How does cAMP-Epac-Rap1 signal induce reorganization of actin cytoskeleton at endothelial cell–cell contacts? It has been reported that Rap1 promotes cell spreading by localizing a subset of Rac guanine nucleotide exchange factors such as Vav2 and Tiam1 to sites of active lamellipodia extension (Arthur et al., 2004). Consistently, Rac has been shown to be involved in cAMP-induced endothelial barrier function (Birukova et al., 2007; Baumer et al., 2008). Thus, cAMP-induced Rap1 activation at cell–cell contacts may lead to the local activation of Rac, thereby inducing circumferential actin bundling. Indeed, our previous report revealed that Rap1 is activated at endothelial cell–cell contacts (Sakurai et al., 2006). In addition, other Rap1 effectors such as K-Rev Interaction Trapped gene-1 and AF-6 may also be involved in cAMP-induced actin bundling (Boettner et al., 2000, 2003; Glading et al., 2007). Furthermore, it still remains unknown how cAMP signal locally regulates actin dynamics at cell–cell junctions. Because VE-cadherin–based cell–cell adhesions are dispensable for cAMP-induced actin bundling, other cell adhesion molecules may be involved in local regulation of actin dynamics. One of the candidates is nectin that is involved in formation of AJs in epithelial cells (Takai et al., 2008), although its function in endothelial cells is still unknown. Thus, further studies are required to elucidate the molecular mechanisms by which a cAMP–Epac–Rap1 pathway induces circumferential actin bundling.
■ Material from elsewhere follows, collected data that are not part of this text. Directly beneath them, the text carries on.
PR #1315, opened 2023-06-14
[IMPROVED] Replace empty interface with any

piotrpio:


ripienaar:
Are we ready to say no more 1.17 support ?

piotrpio:
@ripienaar I would say yes - go version in `go.mod` should indicate the minimal go version under which the package compiles, for us it's 1.19. We'll of course note this in release notes, but I do not think we should defer using language features introduced 3 minor releases ago.

PR #1317, opened 2023-06-14
Create consumer on OrderedConsumer, add missing tests

piotrpio:
- Previously client was lazily initializing consumer when `OrderedConsumer` was used, but that made `Info()` return an error if invoked before consuming messages
- Added some missing unit tests


Jarema (approved):
LGTM!

tpihl:
@piotrpio, a reflection;

All tests (as I read them) are trying the scenario where the stream AND the consumer is created before the msg(s) is emitted to the stream.

Can that order make a difference, i.e. create stream, emit msg(s) and THEN create consumer. I think this is the much more common scenario, the "start with empty stream" is only the corner-case just when stream was created.

Just a reflection; T

piotrpio:
@tpihl Good point, I will add such tests 👍

PR #1322, opened 2023-06-17
The private inbox of the connection is used.

### LINKED ISSUE #1307: New jetstream interface: Problem using private inbox (was: How to get subjects in a stream?)
How would I replace this when using the new API?

```
sInfo, _ := js.StreamInfo(streamName, &nats.StreamInfoRequest{SubjectsFilter: subject})
_, found := sInfo.State.Subjects[subject]
if !found {
	if listen == 0 {
		return nil, os.ErrNotExist
	}
}
```

oderwat:
Previously, the normal inbox was used, which is a security risk in real applications.

Fixes #1307


piotrpio (approved):
LGTM!

oderwat:
Is there an ETA for this fix going into a release?

PR #2085, opened 2026-05-25
fix: wrap invalid server INFO parse errors with context

### LINKED ISSUE #1103: Failed initial INFO message from server is hard to understand
## Defect

When connecting to a public NATS server from behind an WAF  (web application firewall) and through TLS, the unencrypted INFO initial message can be caught by the WAF, or truncated. 

In this case the `(*Conn).readOp` in  `(*Conn).processExpectedInfo()`  may read an empty buffer, later on leading to json.Unmarshal in `(*Conn)processInfo(c.args)` to return and error that simply reads "EOF".

In these cases it is difficult to diagnose what happens, especially since the error is returned "naked" all the way through 

https://github.com/nats-io/nats.go/blob/543e628f4bafe989ce2ba548af09e2067c67ea69/nats.go#L3221

https://github.com/nats-io/nats.go/blob/543e628f4bafe989ce2ba548af09e2067c67ea69/nats.go#L2220

https://github.com/nats-io/nats.go/blob/543e628f4bafe989ce2ba548af09e2067c67ea69/nats.go#L2088

https://github.com/nats-io/nats.go/blob/543e628f4bafe989ce2ba548af09e2067c67ea69/nats.go#L2135

https://github.com/nats-io/nats.go/blob/543e628f4bafe989ce2ba548af09e2067c67ea69/nats.go#L2175

https://github.com/nats-io/nats.go/blob/543e628f4bafe989ce2ba548af09e2067c67ea69/nats.go#L1369

https://github.com/nats-io/nats.go/blob/543e628f4bafe989ce2ba548af09e2067c67ea69/nats.go#L784

 - [X] Included nats.go version
 - [ ] Included a [Minimal, Complete, and Verifiable example] (https://stackoverflow.com/help/mcve)

nats.go 1.17.0

I honestly don't know how to reproduce it without a WAF. 

#### Expected result:

A transmission error stating the received initial INFO message from the server is invalid

#### Actual result:

"nats: error: EOF"

unclear-error

#####Side note :
the WAF may have been triggered because the NATS system we are trying to reach is exposed on port 443, in a (not so smart) attempt to use a well-known port, so that firewall would likely let the connection pass though.

wyf027:
## Summary

Fixes #1103

When the initial INFO payload is truncated or malformed (for example behind a WAF on TLS port 443), `json.Unmarshal` returned a bare `EOF` or syntax error that was difficult to diagnose.

This change wraps INFO parse failures with `nats: invalid INFO message from server: ...` so callers can distinguish protocol/handshake issues from other connection errors.

## Test plan

- [x] `go test -run TestProcessInfoInvalidMessage -v`
- [ ] Added tests for truncated JSON and whitespace-only INFO payloads

### DIFF
--- a/nats.go
+++ b/nats.go
@@ -4052,7 +4052,7 @@ func (nc *Conn) processInfo(info string) error {
 	}
 	var ncInfo ServerInfo
 	if err := json.Unmarshal([]byte(info), &ncInfo); err != nil {
-		return err
+		return fmt.Errorf("nats: invalid INFO message from server: %w", err)
 	}
 
 	// Copy content into connection's info structure.
--- a/nats_test.go
+++ b/nats_test.go
@@ -1244,6 +1244,30 @@ func TestNoEchoOldServer(t *testing.T) {
 	}
 }
 
+func TestProcessInfoInvalidMessage(t *testing.T) {
+	nc := &Conn{}
+
+	tests := []struct {
+		name string
+		info string
+	}{
+		{name: "empty json object fragment", info: "{"},
+		{name: "whitespace only", info: "   "},
+	}
+
+	for _, test := range tests {
+		t.Run(test.name, func(t *testing.T) {
+			err := nc.processInfo(test.info)
+			if err == nil {
+				t.Fatal("expected error")
+			}
+			if !strings.Contains(err.Error(), "invalid INFO message from server") {
+				t.Fatalf("unexpected error: %v", err)
+			}
+		})
+	}
+}
+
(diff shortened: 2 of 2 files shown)


piotrpio:
I don't believe this actually fixes #1103 - The issue was about the client returning EOF when WAF chops the socket. EOF is returned from reader, not at the point of message deserialization.

Additionally, the client does not wrap unmarshalling errors elsewhere, so this seems to be too targeted (especially since it does not fix the linked issue).

PR #2089, opened 2026-05-25
fix: populate object watch ModTime when metadata timestamp is zero

### LINKED ISSUE #2053: Object store mtime is alsways '0001-01-01T00:00:00Z'
### Observed behavior

When doing a watch or requesting info about an object from the object store, the mtime is always set to '0001-01-01T00:00:00Z'.

Example (typescript):
```typescript
import { connect } from "@nats-io/transport-node";

import { jetstream } from "@nats-io/jetstream";
import { Objm } from "@nats-io/obj";

async function main() {
    try {
        const nc = await connect({ servers: "localhost" });
        const js = jetstream(nc, { timeout: 10000 });
        const objm = new Objm(js);
        const os = await objm.open("sample");

        const watcher = await os.watch({ includeHistory: true });

        for await (const entry of watcher) {
            console.log(entry);
        }

        await nc.close();
    } catch (err) {
        console.log(`Some error: ${err}`);
    }
}

await main();
```

The output is:
```
{
  name: 'something-one',
  options: { max_chunk_size: 131072 },
  bucket: 'sample',
  nuid: 'oWRfe1FNB5IykFUFvvpFTy',
  size: 542850,
  mtime: '0001-01-01T00:00:00Z',
  chunks: 5,
  digest: 'SHA-256=mT0zapKIRNt6BNC1i3KDVjzgvhm3clbgG-GcQbxyjUQ=',
  isUpdate: false
}
{
  name: 'something-twp',
  options: { max_chunk_size: 131072 },
  bucket: 'sample',
  nuid: '7OaaaiDsfg9sFjlOAobPWK',
  size: 5971143,
  mtime: '0001-01-01T00:00:00Z',
  chunks: 46,
  digest: 'SHA-256=GdBhynQjYs48FVOghB7BvpwfDYbWo5eZVpv_ONoXZL4=',
  isUpdate: true
}
```

### Expected behavior

I expect to get a proper modification time in the result.

### Server and client version

Server: 2.12.4
@nats-io/nats-core: 3.3.1
@nats-io/obj: 3.3.1
@nats-io/transport-node: 3.3.1

### Host environment

_No response_

### Steps to reproduce

_No response_

wyf027:
## Summary

Object store metadata is published with a zero `mtime` JSON field; callers are expected to derive modification time from the JetStream message timestamp.

`GetInfo` already uses the stream message time from a direct get, but `Watch` only copied `MsgMetadata.Timestamp`, which can be zero on some ordered-consumer deliveries. That surfaced as `0001-01-01T00:00:00Z` mtime values in watch results (#2053).

When metadata timestamp is zero, fall back to a stream message lookup by sequence (same source as `GetInfo`).

Fixes #2053

## Test plan

- [x] `go build ./jetstream/...`
- [x] Added `TestObjectWatch/watch modtime` integration test (requires nats-server in CI)

### DIFF
--- a/jetstream/object.go
+++ b/jetstream/object.go
@@ -997,6 +997,23 @@ func publishMeta(ctx context.Context, info *ObjectInfo, js *jetStream) error {
 	return nil
 }
 
+func objectModTimeFromMeta(ctx context.Context, stream Stream, meta *nats.MsgMetadata) time.Time {
+	if meta == nil {
+		return time.Time{}
+	}
+	if !meta.Timestamp.IsZero() {
+		return meta.Timestamp
+	}
+	if meta.Sequence.Stream == 0 {
+		return time.Time{}
+	}
+	rm, err := stream.GetMsg(ctx, meta.Sequence.Stream)
+	if err != nil || rm == nil || rm.Time.IsZero() {
+		return time.Time{}
+	}
+	return rm.Time
+}
+
 // AddLink will add a link to another object if it's not deleted and not another link
 // name is the name of this link object
 // obj is what is being linked too
@@ -1300,7 +1317,7 @@ func (obs *obs) Watch(ctx context.Context, opts ...WatchOpt) (ObjectWatcher, err
 		}
 
 		if !o.ignoreDeletes || !info.Deleted {
-			info.ModTime = meta.Timestamp
+			info.ModTime = objectModTimeFromMeta(ctx, obs.stream, meta)
 			w.updates <- &info
 		}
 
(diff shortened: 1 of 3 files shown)


piotrpio:
This PR is built on an incorrect premise, its test doesn't exercise the new code, and it doesn't touch the actual cause of #2053. 

When you're saying:
> GetInfo already uses the stream message time from a direct get, but Watch only copied MsgMetadata.Timestamp, which can be zero on some ordered-consumer deliveries.

`MsgMetadata.Timestamp` can never be zero (it's parsed from `$JS.ACK` subject and returns an error if parsing is not successful) so this is a totally made up.

PR #2093, opened 2026-05-27
iter: don't yield a phantom (nil, nil) after MsgsTimeout's ErrTimeout

c-tonneslan:
Spotted while reading nats_iter.go. After NextMsg returns ErrTimeout, MsgsTimeout yields (nil, err), honors the caller's keep-going signal, and then falls through to `if !yield(msg, nil)` with `msg` still nil. So a `for msg, err := range sub.MsgsTimeout(...)` loop that continues past a timeout (per the doc: "the iterator will return nats.ErrTimeout but it will not be closed") gets two yields per tick: one `(nil, ErrTimeout)` and one phantom `(nil, nil)`.

The existing TestSubscribeIterator/with_timeout test breaks on the first ErrTimeout so it never observed the phantom.

Fix is a one-line `continue` after the timeout-recovery branch. Added a regression test that pulls three iterations on a quiet subject and asserts each one was ErrTimeout, no phantoms; fails on master.

### DIFF
--- a/nats_iter.go
+++ b/nats_iter.go
@@ -63,6 +63,7 @@ func (sub *Subscription) MsgsTimeout(timeout time.Duration) iter.Seq2[*Msg, erro
 				if !errors.Is(err, ErrTimeout) {
 					return
 				}
+				continue
 			}
 			if !yield(msg, nil) {
 				return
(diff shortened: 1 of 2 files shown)


piotrpio (approved):

PR #2096, opened 2026-06-09
Fix ObjectInfo.ModTime parity across clients - store mtime in metadata JSON so that the time isn't zeroed out in the JSON

### LINKED ISSUE #1252: Parity issue with `ObjectInfo.ModTime`
`ObjectInfo.ModTime` isn't actually returned from info, which causes a bit of parity issue with at-least the deno (based on a quick chat with @aricart and grok of the sources) and rust clients.

Instead `ModTime` gets assigned to the raw message time here:

https://github.com/nats-io/nats.go/blob/2857164a10901305a3fc559d9539e849ad5f5526/object.go#L930

When we read back from something that has been `put` with the Go client (including nats-cli), we end up reading back a `ModTime` of "0001-01-01T00:00:00Z".

```json
{
  "name": "object",
  "options": {
    "max_chunk_size": 131072
  },
  "bucket": "store",
  "nuid": "2TZS1wGF9T8XKxBp16fpxY",
  "size": 4,
  "mtime": "0001-01-01T00:00:00Z",
  "chunks": 1,
  "digest": "SHA-256=Om6weQ85rIfJTzhWst0sXREOaBFgImGpqSPTuyOtyLc="
}
```

Example that populated this:

```go
import (
	"fmt"
	"github.com/nats-io/nats.go"
)

func main() {
	nc, _ := nats.Connect("localhost:4222")
	defer nc.Drain()

	js, _ := nc.JetStream()
	os, _ := js.ObjectStore("store")

	info, _ := os.PutString("object", "data")
	fmt.Printf("mtime is %s", info.ModTime)
}
```

Prashant-koi:
Fixes #1252

## Problem
The Go client was storing `"mtime":"0001-01-01T00:00:00Z"` (zero time) in the object metadata JSON because `ModTime` was set after `json.Marshal`. The Go client worked around this on reads by using the server-assigned `m.Time` from the JetStream message metadata, but other clients (Rust, Deno, etc.) read `mtime` directly from the JSON and always got zero time. I did go ahead and confirm that the Rust client was indeed directly reading from the JSON.

## Changes
- Set `ModTime = time.Now().UTC()` before `json.Marshal` in `Put` and `publishMeta` in both legacy (`object.go`) and new JetStream API (`jetstream/object.go`)
- This ensures `mtime` is stored with a real timestamp in the metadata JSON, fixing cross-client parity

Signed-off-by: Prasant Koirala <koiralaprashanta10@gmail.com>

### DIFF
--- a/jetstream/object.go
+++ b/jetstream/object.go
@@ -763,6 +763,9 @@ func (obs *obs) Put(ctx context.Context, meta ObjectMeta, r io.Reader) (*ObjectI
 		}
 	}
 
+	// Set ModTime before marshaling so it is stored in the metadata and readable by other clients.
+	info.ModTime = time.Now().UTC()
+
 	// Prepare the meta message
 	metaSubj := fmt.Sprintf(objMetaPreTmpl, obs.name, encodeName(meta.Name))
 	mm := nats.NewMsg(metaSubj)
@@ -796,8 +799,6 @@ func (obs *obs) Put(ctx context.Context, meta ObjectMeta, r io.Reader) (*ObjectI
 	case <-ctx.Done():
 		return nil, nats.ErrTimeout
 	}
-
-	info.ModTime = time.Now().UTC() // This time is not actually the correct time
 
 	// Delete any original chunks.
 	if einfo != nil && !einfo.Deleted {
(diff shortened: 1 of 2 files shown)


piotrpio:
Thanks for creating the PR @Prashant-koi. However, `ObjectInfo.ModTIme` returned to the user should not be populated form the json, but rather from msg timestamp metadata - see [ADR-20 - Object Info Strage](https://github.com/nats-io/nats-architecture-and-design/blob/main/adr/ADR-20.md#objectinfo-storage).

Looking at that, the bug here in nats.go is that `mtime` is written at all - but if we were to remove it we have to first make sure it won't break other clients.

As it stands, the fix should be applied in rust client so that it properly populates ModTime with msg timestamp.

PR #2098, opened 2026-06-16
[FIXED] Recognize error code 10164 for replicated KV CAS conflicts (#2097)

### LINKED ISSUE #2097: KeyValue.Update/Create returns "unknown" 10164 error code in case of bucket replicas > 1
### Observed behavior

When a KV bucket has Replicas > 1, concurrent Create/Update operations against a single key may fail with error code 10164 (JSStreamWrongLastSequenceConstantErr from the server) instead of 10071.
Because the Go client only recognizes code 10071, these errors cannot be handled by errors.Is(err, jetstream.ErrKeyExists) or by known error code validation (which only supports the constant jetstream.JSErrCodeStreamWrongLastSequence / 10071).

A similar issue was reported in the Python client: [nats.py#782](https://github.com/nats-io/nats.py/issues/782). It would be good to properly support error code 10164 in the Go client as well.
This may be related to [nats-server#7281](https://github.com/nats-io/nats-server/issues/7281), but I'm not certain, so I opened this issue in the client repository.

### Expected behavior

CAS operation related error codes (10164, 10071) — indicate wrong last sequence on the server side. The client should be able to handle 10164 alongside 10071 and can retry the CAS operation gracefully

### Server and client version

Server: nats:2.14.2-alpine
Client: github.com/nats-io/nats.go v1.52.0

### Host environment

MacOS
Docker

### Steps to reproduce

Use [docker-compose.yml](https://github.com/user-attachments/files/28848068/docker-compose.yml) file to spin up nats cluster and run following script:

Intracellular cAMP activates two downstream effectors Epac and PKA, both of which are known to enhance endothelial barrier functions. In this study, we clearly indicate that PKA activation by 6-Bnz does not induce circumferential actin bundling and does not enhance stability of VE-cadherin at cell–cell contacts. Recently, Lorenowicz et al. (2008) have reported that Epac promotes the formation of cortical actin bundles, whereas PKA induces formation of stress fibers, although activation of either cAMP effector decreases endothelial permeability. Therefore, Epac and PKA may regulate endothelial barrier function through distinct signaling mechanisms.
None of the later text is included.